Hi all,
So I have a multi-level data, with individuals from different countries, over the period of 8 years. The individuals are not the same over the years. My dataset is also unbalanced, with all countries not having the same participation in all years.

I am running a probit, and i intend to control for the country and year fixed effects.

so my stata command is like:

probit preference age i.gender i.educlevel i.YEAR i.COUNTRY, vce(robust)

since my data is two level, i have read that using probit should be fine?

but to take account of the clustering i should include vce(cluster COUNTRY) as my standard errors.

so i alternatively tried:

probit preference age i.gender i.educlevel i.YEAR i.COUNTRY, vce(cluster COUNTRY)

However, upon doing this, my explanatory variables that were significant using the robust standard errors become insignificant with cluster.

Can someone help me explain what is happening in these commands?

another thing to note is that the number of countries in my data is around 40.
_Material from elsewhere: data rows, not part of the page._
Issue #191, opened 2020-03-23
Make it possible to run tests both in .NET framework and .NET Core


mikkelbu:
To capture issues like #186 we need to run tests both in a .NET framework setting and in a .NET Core setting.

Dreamescaper:
Simply adding target framework didn't help to reproduce that issue - I've tried :) .
I suppose that's because we create our roslyn project not with design-time assemblies, but with forwarded ones, therefore analyzer is able to find Uri class.

manfred-brands:
We can dual target the nunit.analyzers.tests project by using plural TargetFrameworks:
`<TargetFrameworks>net461;netcoreapp2.1</TargetFrameworks>`

This causes 2 test failures on `AnalyzeWhenTestMethodHasValueTaskReturnTypeAndExpectedResult` and `AnalyzeWhenTestMethodHasValueTaskReturnTypeAndExpectedResultIsIncorrect`.
We can add ValueTask support to .net461 by adding:
`<PackageReference Include="System.Threading.Tasks.Extensions" Version="4.5.4" Condition="'$(TargetFramework)' == 'net461'" />`

However the tests still fail with roslyn saying the `methodSymbol.ReturnType` is an `ErrorType`.

Unless one of you knows how to add support to the analyzer itself for ValueTask, I suggest to make these test conditional using `#if !NET461` as ValueTasks were not part of .net framework 4.6 anyhow.

I added a PR (#263) for this.

mikkelbu:
Closed by #263

PR #263, opened 2020-07-22
Target both .NET Framework (4.6.1) and .NET Core (2.1) for testing.

manfred-brands:
Addresses issue #191


mikkelbu (approved):
LGTM even though it will not help us with the original problem - #186 (see e.g. https://github.com/nunit/nunit.analyzers/issues/191#issuecomment-602853589), but I'll merge it now to have a clean slate for the next release.

One consequence of this is that we double the test time, but for now I don't think that this is a major issue as testing takes approx 30 per target on the CI.

PR #264, opened 2020-07-22
Update .editorconfig to match overall code-style used.

### LINKED ISSUE #261: Braces for simple 'if' needs updating in .editorconfig
We need to add the following to .editorconfig to make it match the used style for braces:

```
# IDE0011: Add braces
csharp_prefer_braces = when_multiline:warning
```

manfred-brands:
Fix two multi-line 'if' statements by adding braces.
Fix a few places that were not conforming to the overall code-style.

Fixes #261

### DIFF
--- a/.editorconfig
+++ b/.editorconfig
@@ -17,7 +17,7 @@ charset = utf-8
 indent_size = 2
 
 [*]
-# https://github.com/nunit/docs/wiki/Coding-Standards#namespace-class-structure-interface-enumeration-and-method-definitions
+# https://docs.nunit.org/articles/developer-info/Coding-Standards.html#namespace-class-structure-interface-enumeration-and-method-definitions
 csharp_new_line_before_open_brace = all
 csharp_new_line_before_else = true
 csharp_new_line_before_catch = true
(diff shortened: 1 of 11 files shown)


.editorconfig
```diff
@@ -50,27 +50,44 @@ csharp_space_between_method_declaration_parameter_list_parentheses = false
...
+# Also 'apparent' does not mean the same for everyone.
+# Disable diagnostics since no firm policy is in place yet and the messages hide other violations.
+csharp_style_var_for_built_in_types = true:none
+csharp_style_var_when_type_is_apparent = true:none
+csharp_style_var_elsewhere = false:none
+
+# Disabled rule as convention is not mentioned in https://docs.nunit.org/articles/developer-info/Coding-Standards.html
+# Mentioned is 'if braces are not used on a control float statements with a single line, a blank line should follow'
+# This is not something we can configure.
+# The document doesn't say that it should have braces for multi-line statements, but maybe that is implied.
```
mikkelbu, line 82: The editorconfig in this project is partly extracted from the existing code we inherited - by a MS tool AFAICR - and partly inspired by the editorconfig from https://raw.githubusercontent.com/nunit/nunit/master/.editorconfig - which tries to match the coding standard.
I don't mind that we differ a little from the NUnit standard, but I think the comments would confuse readers in the future, so I propose that we just keep it simple.

```suggestion
# This convention is not mentioned in https://docs.nunit.org/articles/developer-info/Coding-Standards.html
```

manfred-brands: I am all for consistency, but coding guidelines that are vague and cannot be expressed in .editorconfig are not helping.
In my company, in the main shared component repository all rules are set to error in order to fail the build so consistency is maintained.

mikkelbu: I think one reason for this is that the NUnit coding standards existed long before .editorconfig (and probably also StyleCop and other products). Furthermore, there has been some discussion about both how precise the guidelines should be and also to which degree this should be enforced by tooling.

As I agree with enforcing the style more strictly, I'll create a new issue for the next milestone about increasing the severity of the rules from suggestion to warning/error. Then we can see if - and how - this will effect the contributors.

PR #269, opened 2020-07-27
Assume that custom type converters can convert from a string value

### LINKED ISSUE #197: Handle custom type converters
We should be able to handle custom type converters. 

Suggestions from Gitter: https://gitter.im/GuOrg/Gu.Roslyn.Asserts?at=5e7935aa2e334e1b7aefffa0
> One heuristic you could use is to assume that the presence of a type converter for a type means that the type converter can convert from string. That is not a guarantee but it's such a mainline scenario.
...
So that would be a search in the custom attributes on the `targetType` ITypeSymbol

In similar literature, i have come across authors saying that they included country and time dummies (which i am doing using i.) and also robust clustering around country.

Alternatively, I wanted to ask, what happens when instead of the first command, the following commands are used:

meprobit preference age i.gender i.educlevel i.YEAR i.COUNTRY, vce(robust)

meprobit preference age i.gender i.educlevel i.YEAR || COUNTRY:, vce(robust)


IS using -probit- with clustered standard errors doing the same thing as -meprobit- with vce(robust) [ since the stata manual says that in meprobit using vce robust is similar to what they do by clustering around the highest level which in this case is COUNTRY]?